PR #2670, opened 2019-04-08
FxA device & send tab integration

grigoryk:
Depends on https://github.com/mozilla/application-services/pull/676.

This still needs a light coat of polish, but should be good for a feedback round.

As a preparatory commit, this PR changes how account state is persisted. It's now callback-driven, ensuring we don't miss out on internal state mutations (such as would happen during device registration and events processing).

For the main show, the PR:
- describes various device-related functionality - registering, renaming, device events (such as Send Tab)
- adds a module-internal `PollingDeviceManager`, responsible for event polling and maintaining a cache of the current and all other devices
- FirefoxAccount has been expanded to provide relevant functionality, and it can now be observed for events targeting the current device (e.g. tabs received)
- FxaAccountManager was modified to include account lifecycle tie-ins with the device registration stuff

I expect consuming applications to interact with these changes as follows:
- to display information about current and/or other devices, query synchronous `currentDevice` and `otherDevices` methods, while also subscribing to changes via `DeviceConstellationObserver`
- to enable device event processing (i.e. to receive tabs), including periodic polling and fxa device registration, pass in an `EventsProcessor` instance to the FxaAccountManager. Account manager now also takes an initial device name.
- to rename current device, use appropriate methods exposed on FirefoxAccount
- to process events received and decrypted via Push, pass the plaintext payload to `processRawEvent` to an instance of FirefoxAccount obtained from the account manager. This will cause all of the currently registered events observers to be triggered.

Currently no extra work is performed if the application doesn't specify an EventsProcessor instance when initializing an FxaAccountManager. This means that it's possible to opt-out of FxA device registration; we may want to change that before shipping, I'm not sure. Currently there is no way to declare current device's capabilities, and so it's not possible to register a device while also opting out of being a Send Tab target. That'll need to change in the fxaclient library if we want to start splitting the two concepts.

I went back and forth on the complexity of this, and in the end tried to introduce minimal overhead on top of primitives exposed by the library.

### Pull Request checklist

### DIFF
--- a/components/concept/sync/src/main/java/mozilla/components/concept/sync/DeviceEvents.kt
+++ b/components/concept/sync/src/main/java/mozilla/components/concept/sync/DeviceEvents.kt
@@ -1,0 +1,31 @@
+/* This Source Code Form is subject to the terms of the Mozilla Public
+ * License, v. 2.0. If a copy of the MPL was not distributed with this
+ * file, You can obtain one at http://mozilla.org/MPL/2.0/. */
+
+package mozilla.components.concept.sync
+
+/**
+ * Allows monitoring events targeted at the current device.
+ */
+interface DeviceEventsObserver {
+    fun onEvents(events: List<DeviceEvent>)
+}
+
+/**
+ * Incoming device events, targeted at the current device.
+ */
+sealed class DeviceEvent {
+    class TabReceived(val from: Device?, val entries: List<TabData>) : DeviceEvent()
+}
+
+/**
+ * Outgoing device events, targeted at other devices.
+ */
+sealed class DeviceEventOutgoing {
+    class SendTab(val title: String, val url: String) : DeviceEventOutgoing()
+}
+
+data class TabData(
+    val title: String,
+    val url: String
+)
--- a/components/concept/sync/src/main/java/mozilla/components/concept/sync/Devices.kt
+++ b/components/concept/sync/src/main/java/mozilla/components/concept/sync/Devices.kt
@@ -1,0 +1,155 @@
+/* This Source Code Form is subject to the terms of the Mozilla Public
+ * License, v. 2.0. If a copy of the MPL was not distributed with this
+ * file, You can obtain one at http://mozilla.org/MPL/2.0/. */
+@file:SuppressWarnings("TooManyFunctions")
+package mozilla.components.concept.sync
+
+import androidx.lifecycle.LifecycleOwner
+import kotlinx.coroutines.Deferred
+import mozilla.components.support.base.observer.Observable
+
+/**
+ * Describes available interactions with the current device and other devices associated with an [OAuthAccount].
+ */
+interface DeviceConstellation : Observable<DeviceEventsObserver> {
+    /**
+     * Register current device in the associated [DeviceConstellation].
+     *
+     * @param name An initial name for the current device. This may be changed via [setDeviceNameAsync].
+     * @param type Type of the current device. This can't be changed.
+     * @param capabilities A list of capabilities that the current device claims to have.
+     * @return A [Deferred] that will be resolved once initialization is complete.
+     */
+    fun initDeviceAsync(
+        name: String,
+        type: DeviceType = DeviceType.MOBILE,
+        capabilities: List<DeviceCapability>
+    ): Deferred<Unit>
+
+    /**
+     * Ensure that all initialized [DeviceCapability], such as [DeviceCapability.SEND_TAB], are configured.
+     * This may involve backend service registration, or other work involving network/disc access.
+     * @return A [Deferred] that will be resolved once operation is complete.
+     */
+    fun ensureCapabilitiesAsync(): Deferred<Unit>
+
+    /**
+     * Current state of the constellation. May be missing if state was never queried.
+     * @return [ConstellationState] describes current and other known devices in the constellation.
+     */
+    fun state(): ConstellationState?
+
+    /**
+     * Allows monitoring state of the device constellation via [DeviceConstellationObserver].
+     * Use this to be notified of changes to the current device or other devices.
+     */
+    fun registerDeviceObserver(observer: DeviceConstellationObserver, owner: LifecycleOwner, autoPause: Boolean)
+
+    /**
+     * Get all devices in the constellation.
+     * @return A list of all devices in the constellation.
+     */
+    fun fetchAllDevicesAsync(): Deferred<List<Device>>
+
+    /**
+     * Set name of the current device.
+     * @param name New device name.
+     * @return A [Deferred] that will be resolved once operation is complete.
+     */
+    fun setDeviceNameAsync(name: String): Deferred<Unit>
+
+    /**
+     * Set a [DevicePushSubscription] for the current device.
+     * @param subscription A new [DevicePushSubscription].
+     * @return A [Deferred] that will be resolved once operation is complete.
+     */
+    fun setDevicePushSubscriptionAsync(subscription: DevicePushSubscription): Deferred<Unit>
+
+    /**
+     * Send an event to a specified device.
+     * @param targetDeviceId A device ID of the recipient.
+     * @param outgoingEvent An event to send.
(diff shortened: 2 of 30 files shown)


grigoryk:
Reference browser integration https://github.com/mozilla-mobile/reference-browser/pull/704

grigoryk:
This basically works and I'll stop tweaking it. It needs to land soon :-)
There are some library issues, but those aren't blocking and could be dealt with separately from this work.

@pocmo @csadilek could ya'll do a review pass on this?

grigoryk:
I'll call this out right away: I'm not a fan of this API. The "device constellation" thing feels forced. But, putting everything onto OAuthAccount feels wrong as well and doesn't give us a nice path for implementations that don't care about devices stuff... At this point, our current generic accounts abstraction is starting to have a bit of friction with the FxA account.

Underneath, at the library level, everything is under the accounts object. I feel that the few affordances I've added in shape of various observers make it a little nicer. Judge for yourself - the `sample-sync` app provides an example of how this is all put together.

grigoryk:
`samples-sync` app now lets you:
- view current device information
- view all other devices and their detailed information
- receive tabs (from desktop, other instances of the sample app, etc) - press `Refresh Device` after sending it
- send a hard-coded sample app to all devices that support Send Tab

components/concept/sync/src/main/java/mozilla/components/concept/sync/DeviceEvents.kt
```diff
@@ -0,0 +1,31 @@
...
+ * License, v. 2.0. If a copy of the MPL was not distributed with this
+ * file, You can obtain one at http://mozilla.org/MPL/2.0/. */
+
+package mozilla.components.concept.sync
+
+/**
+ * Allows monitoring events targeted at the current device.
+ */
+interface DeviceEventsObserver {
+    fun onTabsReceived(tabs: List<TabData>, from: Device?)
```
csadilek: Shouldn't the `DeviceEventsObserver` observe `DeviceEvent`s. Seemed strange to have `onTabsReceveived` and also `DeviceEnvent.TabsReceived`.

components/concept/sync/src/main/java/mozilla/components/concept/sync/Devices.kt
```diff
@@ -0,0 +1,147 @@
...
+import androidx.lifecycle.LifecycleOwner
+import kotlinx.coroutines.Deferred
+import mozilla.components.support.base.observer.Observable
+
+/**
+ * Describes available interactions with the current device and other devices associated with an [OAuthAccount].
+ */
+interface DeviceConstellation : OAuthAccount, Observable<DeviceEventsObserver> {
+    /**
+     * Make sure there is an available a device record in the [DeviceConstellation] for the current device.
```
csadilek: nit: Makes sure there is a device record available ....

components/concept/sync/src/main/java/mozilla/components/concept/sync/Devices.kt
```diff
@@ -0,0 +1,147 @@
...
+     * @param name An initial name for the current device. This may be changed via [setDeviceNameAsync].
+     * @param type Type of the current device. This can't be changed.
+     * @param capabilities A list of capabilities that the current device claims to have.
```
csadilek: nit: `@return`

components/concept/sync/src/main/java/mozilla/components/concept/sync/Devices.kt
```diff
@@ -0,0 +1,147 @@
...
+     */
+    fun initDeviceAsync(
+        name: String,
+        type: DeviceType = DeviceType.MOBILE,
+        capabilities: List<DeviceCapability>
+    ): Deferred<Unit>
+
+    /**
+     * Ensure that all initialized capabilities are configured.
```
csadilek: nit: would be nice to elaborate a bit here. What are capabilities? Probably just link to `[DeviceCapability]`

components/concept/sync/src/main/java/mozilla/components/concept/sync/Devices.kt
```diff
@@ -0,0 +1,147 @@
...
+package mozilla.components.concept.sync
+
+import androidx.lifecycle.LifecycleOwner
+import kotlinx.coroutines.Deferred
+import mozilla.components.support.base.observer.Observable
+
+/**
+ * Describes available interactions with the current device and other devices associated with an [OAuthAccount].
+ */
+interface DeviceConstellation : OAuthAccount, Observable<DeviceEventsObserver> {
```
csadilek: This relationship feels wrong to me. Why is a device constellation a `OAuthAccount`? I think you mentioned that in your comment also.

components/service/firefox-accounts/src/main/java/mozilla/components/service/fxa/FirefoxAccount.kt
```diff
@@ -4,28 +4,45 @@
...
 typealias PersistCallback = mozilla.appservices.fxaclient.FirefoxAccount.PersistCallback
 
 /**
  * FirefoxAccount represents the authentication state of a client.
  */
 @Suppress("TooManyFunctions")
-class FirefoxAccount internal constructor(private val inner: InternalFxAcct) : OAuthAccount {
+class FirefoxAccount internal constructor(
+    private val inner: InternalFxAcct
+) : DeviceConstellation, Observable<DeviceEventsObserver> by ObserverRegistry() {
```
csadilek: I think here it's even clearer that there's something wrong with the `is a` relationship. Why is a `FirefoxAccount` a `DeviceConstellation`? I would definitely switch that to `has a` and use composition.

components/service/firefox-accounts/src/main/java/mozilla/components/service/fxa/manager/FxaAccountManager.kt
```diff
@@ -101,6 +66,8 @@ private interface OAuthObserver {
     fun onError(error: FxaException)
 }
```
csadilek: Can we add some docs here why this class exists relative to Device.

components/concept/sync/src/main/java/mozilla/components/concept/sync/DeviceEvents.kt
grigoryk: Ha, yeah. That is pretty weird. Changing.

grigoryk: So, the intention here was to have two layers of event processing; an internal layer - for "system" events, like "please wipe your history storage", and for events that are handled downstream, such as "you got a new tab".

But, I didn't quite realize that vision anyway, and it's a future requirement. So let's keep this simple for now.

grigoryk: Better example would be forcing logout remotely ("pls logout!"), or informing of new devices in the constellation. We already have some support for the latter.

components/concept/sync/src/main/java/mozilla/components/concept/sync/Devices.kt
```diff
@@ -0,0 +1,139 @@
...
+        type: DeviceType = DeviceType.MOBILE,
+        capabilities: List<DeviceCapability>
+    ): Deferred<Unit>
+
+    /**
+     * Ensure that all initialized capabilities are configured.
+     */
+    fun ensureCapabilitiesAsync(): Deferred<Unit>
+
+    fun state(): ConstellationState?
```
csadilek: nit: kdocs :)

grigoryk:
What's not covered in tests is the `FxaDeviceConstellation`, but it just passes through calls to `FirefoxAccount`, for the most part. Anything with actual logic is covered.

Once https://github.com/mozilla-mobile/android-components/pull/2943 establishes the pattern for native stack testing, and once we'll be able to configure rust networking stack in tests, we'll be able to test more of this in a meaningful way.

....................

Only the lines above starting at the line that holds "- receive tabs" and ending at the line that holds "- send a hard-coded" are to be repeated, exactly and in full.

→ **THE COMPLETED TASK**
- receive tabs (from desktop, other instances of the sample app, etc) - press `Refresh Device` after sending it
- send a hard-coded sample app to all devices that support Send Tab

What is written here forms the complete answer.